Publié le 27/11/2020
Comme le souligne l’article L.111-1 du Code de la propriété intellectuelle (CPI), l'auteur d'une œuvre de l’esprit dispose d'un « droit de propriété incorporelle exclusif et opposable à tous ». Plus important encore, ce droit ne peut pas être remis en question par « l’existence ou la conclusion d'un contrat de louage d'ouvrage ou de service par l'auteur d'une œuvre de l'esprit ». En d'autres termes, le créateur d'une œuvre – à l'image d'une ESN – bénéficie d'une protection totale du fait de sa création, et ce, malgré la conclusion d'un contrat de prestation de services.
Ce principe a une application concrète : à condition que le contenu soit original et matérialisé (site Internet, logiciel, logo, etc.), sa vente ne signifie pas que vous perdez les droits de propriété intellectuelle que vous avez acquis. En effet, seule la cession de vos droits ou la rédaction d'une autorisation par son titulaire permettra à vos clients d'utiliser votre création, et ce, dans un cadre bien défini (type d’usage, temporalité, géographie, etc.). En leur absence, la rémunération que vous avez reçue ne va couvrir que le travail d'exécution et le support du matériel livré. Votre client ne pourra donc pas exploiter, modifier ou diffuser la création sans votre autorisation.

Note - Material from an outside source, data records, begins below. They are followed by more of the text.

PR #2075, opened 2024-11-18
Show WebAPI system warning message.

QingengWei:


QingengWei:
@tylerflex @momchil-flex This requirement is from @Emerson: https://flow360.atlassian.net/browse/SCEM-8018

tidy3d/web/core/log.py
tylerflex, line 1: this is just copied directly from `tidy3d/log.py`?  I think this is not a good idea since we will need to maintain two identical files. is there a better approach?

QingengWei: Maybe we can move  tidy3d/log.py  to tidy3d/core/log.py.

tylerflex: The problem with this is that the log is used internally in the tidy3d components. So if we move it to `web` then we would be forced to import `web` (and do authentication and other things) to use `tidy3d`. It wold be nice if they were separate. What about just using the rich console to do the logging here? like we do in `web.monitor`?

momchil-flex: I am actually confused, why is this a problem? `tidy3d/log.py` is top level for both the `components` and `web` modules, why can't both just import it?

QingengWei: According to the original agreement, web/core is the bottom layer and cannot depend on other components, otherwise it will cause circular dependencies.

QingengWei: > The problem with this is that the log is used internally in the tidy3d components. So if we move it to `web` then we would be forced to import `web` (and do authentication and other things) to use `tidy3d`. It wold be nice if they were separate. What about just using the rich console to do the logging here? like we do in `web.monitor`?

I think a rich console is a good idea. It just be used in tidy3d/core

momchil-flex: > According to the original agreement, web/core is the bottom layer and cannot depend on other components, otherwise it will cause circular dependencies.

I see, but is this really a problem for the log or rather specifically for things in `components/` and `plugins/`. I could see logic behind things we put in the main `tidy3d` folder to be usable by all other modules, i.e. both components and web. @tylerflex ?

tylerflex: The way it was designed, the web API and tidy3d could be agnostic of one another. And just communicate through this "stub" class. In principle I think we could import log into web/core, but for now I'd prefer using rich console to not break this architecture unless we really need to. In the future we can figure out a better long term solution to decouple these things. probably the web API needs to be its own package and it might just need to import tidy3d as a dependency.

momchil-flex: Ok, now I see, I think then to me it sounds like this warning should ideally be propagated from `web/core` to the corresponding `web/api` function where it occurs, and just shown there using the usual log. But for the time being rich console sounds good.

QingengWei: Ok, I have changed to rich console.

QingengWei: > The way it was designed, the web API and tidy3d could be agnostic of one another. And just communicate through this "stub" class. In principle I think we could import log into web/core, but for now I'd prefer using rich console to not break this architecture unless we really need to. In the future we can figure out a better long term solution to decouple these things. probably the web API needs to be its own package and it might just need to import tidy3d as a dependency.

Great idea! We shouldn't embed web/* into tidy3d, as some users may not utilize the web functionality. Instead, we can separate web/* into its standalone package that depends on tidy3d. This way, users can choose the appropriate package according to their needs.

tylerflex (changes requested):
Hi @magiWei Looks good overall but see how we do the logger in other parts of web/core

https://github.com/flexcompute/tidy3d/blob/develop/tidy3d/web/core/environment.py#L93-L106

let's use this `get_logger()` for consistency and so we can change the base config and have it reflect everywhere. 

Also wonder if momchil's suggestion about just handing the warning in the `web/api` side makes some sense? but for now maybe this is sufficient
Thanks

QingengWei:
> Hi @magiWei Looks good overall but see how we do the logger in other parts of web/core
> 
> https://github.com/flexcompute/tidy3d/blob/develop/tidy3d/web/core/environment.py#L93-L106
> 
> let's use this `get_logger()` for consistency and so we can change the base config and have it reflect everywhere.
> 
> Also wonder if momchil's suggestion about just handing the warning in the `web/api` side makes some sense? but for now maybe this is sufficient Thanks

Ok, it makes sense to me. Changed.

tylerflex (approved):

Dans le cadre d’un contrat de prestation de services, a fortiori de nature numérique, la rédaction d'une clause de cession des droits de propriété intellectuelle est donc indispensable. Elle va à la fois vous permettre de vous protéger et d’encadrer l’usage de votre création. Pour cela, plusieurs aspects de la clause de cession demandent toute votre vigilance, tout particulièrement si elle est rédigée par votre client.

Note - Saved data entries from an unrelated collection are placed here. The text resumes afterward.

PR #2199, opened 2025-01-23
:wrench: fix duplicate web folders

### LINKED ISSUE #2198: 🐛 Bug creating new folders with the Design plugin
**Describe the bug**
When a custom folder is used in the DesignSpace plugin, it seems like there is a multithreading issue when launching the run command where multiple folders are created.

**To Reproduce**
```python
design_space = tdd.DesignSpace(parameters=[param_l1, param_l2], method=method, path_dir="output_design",folder_name="pruc_cell_design2")

results = design_space.run(pre, post)
``` 

Gave me a couple of errors:

```shell
11:12:35 EST Running 40 Simulations                                             
11:12:36 EST ERROR: The name already exists.                                    
             ERROR: The name already exists.                                    
             ERROR: The name already exists.                                    
             ERROR: The name already exists. 
``` 
And also created duplicate folders on the web:

Image

**Expected behavior**
No errors and only a single folder is created on the web.

dmarek-flex:
My attempt at fixing this issue, but first time working in the Web area of the code!

### DIFF
--- a/tidy3d/web/api/container.py
+++ b/tidy3d/web/api/container.py
@@ -19,6 +19,7 @@ from ...exceptions import DataError
 from ...log import get_logging_console, log
 from ..api import webapi as web
 from ..core.constants import TaskId, TaskName
+from ..core.task_core import Folder
 from ..core.task_info import RunInfo, TaskInfo
 from .tidy3d_stub import SimulationDataType, SimulationType
 
@@ -31,6 +32,18 @@ BATCH_MONITOR_PROGRESS_REFRESH_TIME = 0.02
 
 class WebContainer(Tidy3dBaseModel, ABC):
     """Base class for :class:`Job` and :class:`Batch`, technically not used"""
+
+    @staticmethod
+    def _check_path_dir(path_dir: str) -> None:
+        """Make sure ``path_dir`` exists and create one if not."""
+        location = os.path.dirname(path_dir)
+        if len(location) > 0 and not os.path.exists(location):
+            os.makedirs(location, exist_ok=True)
+
+    @staticmethod
+    def _check_folder(folder_name: str) -> None:
+        """Make sure ``folder_name`` exists on the web UI and create it if not."""
+        Folder.get(folder_name, create=True)
 
 
 class Job(WebContainer):
@@ -220,6 +233,7 @@ class Job(WebContainer):
         """The task ID for this ``Job``. Uploads the ``Job`` if it hasn't already been uploaded."""
         if self.task_id_cached:
             return self.task_id_cached
+        self._check_folder(self.folder_name)
         return self._upload()
 
     def _upload(self) -> TaskId:
@@ -290,6 +304,7 @@ class Job(WebContainer):
         ----
         To load the data after download, use :meth:`Job.load`.
         """
+        self._check_path_dir(path_dir=path)
         web.download(task_id=self.task_id, path=path, verbose=self.verbose)
 
     def load(self, path: str = DEFAULT_DATA_PATH) -> SimulationDataType:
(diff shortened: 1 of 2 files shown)


yaugenst-flex (commented):
Thanks @dmarek-flex this is great! The solution seems solid. However, after looking into these classes a bit I am noticing quite a few pitfalls in the current implementation (not due to your changes). In particular, the `_check_folder` and `_check_path_dir` checks are only performed during `run`, which means that when calling the I/O functions separately (`download`/`load` for example), they might break. Therefore I would suggest the following changes:

- Add `_check_path_dir` and `_check_folder` as `staticmethod` to `WebContainer`
- Add `self._check_path_dir` to both the `Job`'s as well as the `Batch`'s `download` and `load` methods
- Add `_check_folder` to the `Job`'s `task_id` property and to `Batch`'s `jobs` property (both after checking cache)

Sorry for blowing up your PR a bit but I think these changes would help make things more robust?

dmarek-flex:
Take a look. I no longer experience the issue, but I am a little confused whether it is safe to put `_check_folders` inside the `jobs` property, since a few times the property is accessed within a multithreaded loop. However, as long as the property is first  cached outside a loop then it should be fine.

yaugenst-flex:
Yeah I also considered this, but as you said it's fine as long as the `jobs` property is called at least once outside of the multithreaded loop, which is actually [true by definition](https://github.com/flexcompute/tidy3d/blob/e9298627568b6aaaa1e4e37089fd074b6a6565c3/tidy3d/web/api/container.py#L650) because `self.jobs` needs to be called in order to assign tasks to workers. I don't think caching plays a role here because the only thing we're trying to avoid is sending multiple folder creation requests to the web API simultaneously when the folder does not exist yet. Sending them after the fact is fine.

tidy3d/web/api/container.py
```diff
@@ -32,6 +33,18 @@
...
+    def _check_path_dir(path_dir: str) -> None:
+        """Make sure ``path_dir`` exists and create one if not."""
+
+        if not os.path.exists(path_dir):
+            os.makedirs(path_dir, exist_ok=True)
+
+    @staticmethod
+    def _check_folder(folder_name: str) -> None:
+        """Make sure ``folder_name`` exists on the web UI and create it if not."""
+        _ = Folder.get(folder_name, create=True)
```
yaugenst-flex: nit pick but I don't see a reason to do an assignment at all here

tidy3d/web/api/container.py
```diff
@@ -305,6 +320,7 @@ def load(self, path: str = DEFAULT_DATA_PATH) -> SimulationDataType:
         Union[:class:`.SimulationData`, :class:`.HeatSimulationData`, :class:`.EMESimulationData`]
             Object containing simulation results.
         """
+        WebContainer._check_path_dir(path_dir=path)
```
yaugenst-flex: use `self`

tidy3d/web/api/container.py
```diff
@@ -635,6 +645,7 @@ def num_jobs(self) -> int:
     def upload(self) -> None:
         """Upload a series of tasks associated with this ``Batch`` using multi-threading."""
 
+        WebContainer._check_folder(self.folder_name)
```
yaugenst-flex: I'm fine with having it either in `upload` or in `jobs`. The reason I picked jobs was I assumed there might be other methods that depend on the existence of the folder where the same issue might crop up, but it'll always depend on `jobs`? Not sure if that reasoning is sound :D

yaugenst-flex (approved):
Looks good! Prefer `self` over `WebContainer` everywhere but otherwise looks good.

tidy3d/web/api/container.py
dmarek-flex: I think I cannot put it in `jobs`. If I do a bunch of tests fail, since it tries access the web without api key (my rough understanding).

L'objet de la cession : pour que la clause soit valide, il est nécessaire qu'elle identifie clairement la prestation de services cédée (création d'un site Internet, d'un code, d’un MOOC, d’un slogan, etc.). Même si votre collaboration avec un client est pérenne, chaque prestation doit être cédée individuellement, dans la mesure où « la cession globale des œuvres futures est nulle » comme le stipule l’article L.131-1 du Code de la propriété intellectuelle. Pour cela, il est généralement préférable que la cession des droits n’intervienne qu’une fois l'œuvre préalablement créée, au moment du paiement ou de la livraison par exemple, afin de pouvoir parfaitement l'identifier.

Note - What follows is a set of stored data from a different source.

PR #2201, opened 2025-01-23
add flux monitor support

groberts-flex:


groberts-flex:
One short term addition to this before we can trace this automatically would be to let users turn off field creation for flux monitors they will not be using in the adjoint computation. We could create field monitors by default as we do here but give users the ability to at least turn that off if they have a bunch of flux monitors that aren't used in the adjoint computation. In practice, if they ended up using one of those flux monitors anyways, then they would get the error we currently throw that we can't differentiate through a flux monitor.

CHANGELOG.md
```diff
@@ -13,6 +13,7 @@ and this project adheres to [Semantic Versioning](https://semver.org/spec/v2.0.0
 - Support for quasi-uniform grid specifications via `QuasiUniformGrid` that subclasses from `GridSpec1d`. The grids are almost uniform, but can adjust locally to the edge of structure bounding boxes, and snapping points.
 - New field `min_steps_per_sim_size` in `AutoGrid` that sets minimal number of grid steps per longest edge length of simulation domain.
 - New field `shadow` in `MeshOverrideStructure` that sets grid size in overlapping region according to structure list or minimal grid size.
+- `FluxData` can now be used in autograd. The `FluxMonitor` is replaced with a `FieldMonitor` to create the proper adjoint source.
```
yaugenst-flex, line 16: I'd make this a bit clearer from a user-facing side, along the lines of "Autograd support for `FluxMonitor`". I think the `FieldMonitor` thing is more of an implementation detail (but you can mention it if you want). Actually, might be best to update the [autograd readme](https://github.com/flexcompute/tidy3d/blob/develop/tidy3d/plugins/autograd/README.md) and add a short explanation for the implementation of `FluxMonitor`.

yaugenst-flex (commented):
Nice @groberts-flex this will be great to have! It has proven to be a pain point for some users in the past.

Only thing I'm a bit uneasy with regarding the organization is whether we really want to have a dedicated `make_adjoint_proxy_monitor` method in the base class from which most of our monitors derive while it is really only needed by a single monitor (seems like an unnecessary abstraction). Should we maybe instead just check for `FluxMonitor` type explicitly in `_run_primitive`?

tidy3d/web/api/autograd/autograd.py
```diff
@@ -400,6 +400,18 @@ def _run_primitive(
...
+    for monitor_ in sim_original.monitors:
+        mnt_proxy = monitor_.make_adjoint_proxy_monitor()
+
+        adjoint_proxy_monitors.append(mnt_proxy)
+
+    proxy_monitors = [
+        sim_original.monitors[idx].make_adjoint_proxy_monitor()
+        for idx in range(0, len(sim_original.monitors))
+    ]
+    sim_original = sim_original.copy(update=dict(monitors=proxy_monitors))
```
tylerflex, line 413: huh, so this just works? I guess basically when the user tries to extract their FluxData, they get a FieldData instead and the `.flux` call just works? neat!

yaugenst-flex:
> One short term addition to this before we can trace this automatically would be to let users turn off field creation for flux monitors they will not be using in the adjoint computation. We could create field monitors by default as we do here but give users the ability to at least turn that off if they have a bunch of flux monitors that aren't used in the adjoint computation. In practice, if they ended up using one of those flux monitors anyways, then they would get the error we currently throw that we can't differentiate through a flux monitor.

That does sound like a good idea, just wondering how best to implement it. I guess a general solution for all monitors (until we figure out how to do it automatically) would be to have, e.g., an optional `autograd_freqs` field that could be set to `False` (no tracing) or to a list of frequencies to be considered for autograd. Let's discuss offline, I think that's a bit out of scope for this PR.

tidy3d/web/api/autograd/autograd.py
yaugenst-flex: that's what i thought :smile:

tylerflex: the original way I had thought about implementing this, we'd essentially duplicate the monitors (so add an extra set of "auxiliary" monitors) for anything needing them). And then when writing the FluxData adjoint source, it would just grab the field profile for the source from the auxiliary FieldData and multiply by the `complex` vjp value in the FluxData vjp. The idea here being that users wouldn't get confused if their data comes back as a FieldData. I think either way works, my approach is more effort, but just something to keep in mind.

tylerflex: (sorry, not duplicate monitors, but rather I guess keep the original one but add an extra FieldData, if it wasn't clear)

tylerflex: After thinking about it some more, I'm not sure if what I wrote above would work actually. What we would need to do if the user calls `FluxData.flux` in their FoM is essentially replace that call with a call to the auxilary `FieldData.flux` and use that value instead. Not sure if there's any clean way to do this. maybe the way it's done here is the only way?

groberts-flex: Thanks for the suggestions and thoughts on this. That was what I was getting stuck on when I tried to implement this with an auxiliary monitor. It does seem better to me to allow the user to get FluxData back if they put in a FluxMonitor, but I was having trouble using the FieldData in place of the FluxData because there wasn't a gradient to use there since all the fields in the backwards pass in that data were 0 (since flux was not called on that auxiliary data). So there may be a way still to do this, but I was really struggling to figure out how to do it cleanly!

tylerflex: so in this implementation, will **all** FluxMonitors be replaced by FieldMonitors assuming the user is running an objective function though autograd? this might not be ideal. for example, say the user adds a FluxMonitor just for looking at the spectrum (not included in the objective function), it will then have to download all of the FieldData?

yaugenst-flex: yes that is the case, but I think that would also be the case in the other approach

tylerflex: hm, well either way maybe it's not ideal? for many users this could increase their download unexpectedly, potentially quite a lot? unfortunately I dont see a way around It though if we want to try to support FluxMonitor. 

One option could be to add a special flag to FluxMonitor to explicitly allow us to convert to a FieldMonitor under the hood? but if the user is already toggling this flag, maybe they could also just use FieldMonitor?

yaugenst-flex: hence the option to set traced freqs as a field up next 😄

yaugenst-flex: I think it's better to support it and point to that if there is a problem rather than not supporting `FluxMonitor`

momchil-flex: Yeah it's actually nice that it works out so simply. :) Wondering if we should add a warning about the conversion but that would make it kind of annoying to use then.

groberts-flex:
Closing this PR for now until we can better solve this problem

La nature de la cession : selon la nature de la prestation de services, il est possible de conclure principalement deux types de contrat de cession. La cession de droit classique, tout d'abord, par laquelle vous cédez tout ou partie de vos droits de propriété intellectuelle à votre client. Vous conservez ainsi la paternité de votre œuvre originale, celle-ci ne pouvant pas être remise en question, mais vous cédez le plus souvent l'intégralité de vos droits liés à son exploitation ou à sa distribution par exemple. L’alternative consiste à opter pour la conclusion d’une licence, aussi appelée concession. À travers elle, vous autorisez l'exploitation de votre œuvre par votre client de manière limitée, que ce soit d'un point de vue temporel ou géographique notamment. À titre d'exemple, la licence est souvent employée par les marques afin de pouvoir utiliser une musique dans un spot publicitaire.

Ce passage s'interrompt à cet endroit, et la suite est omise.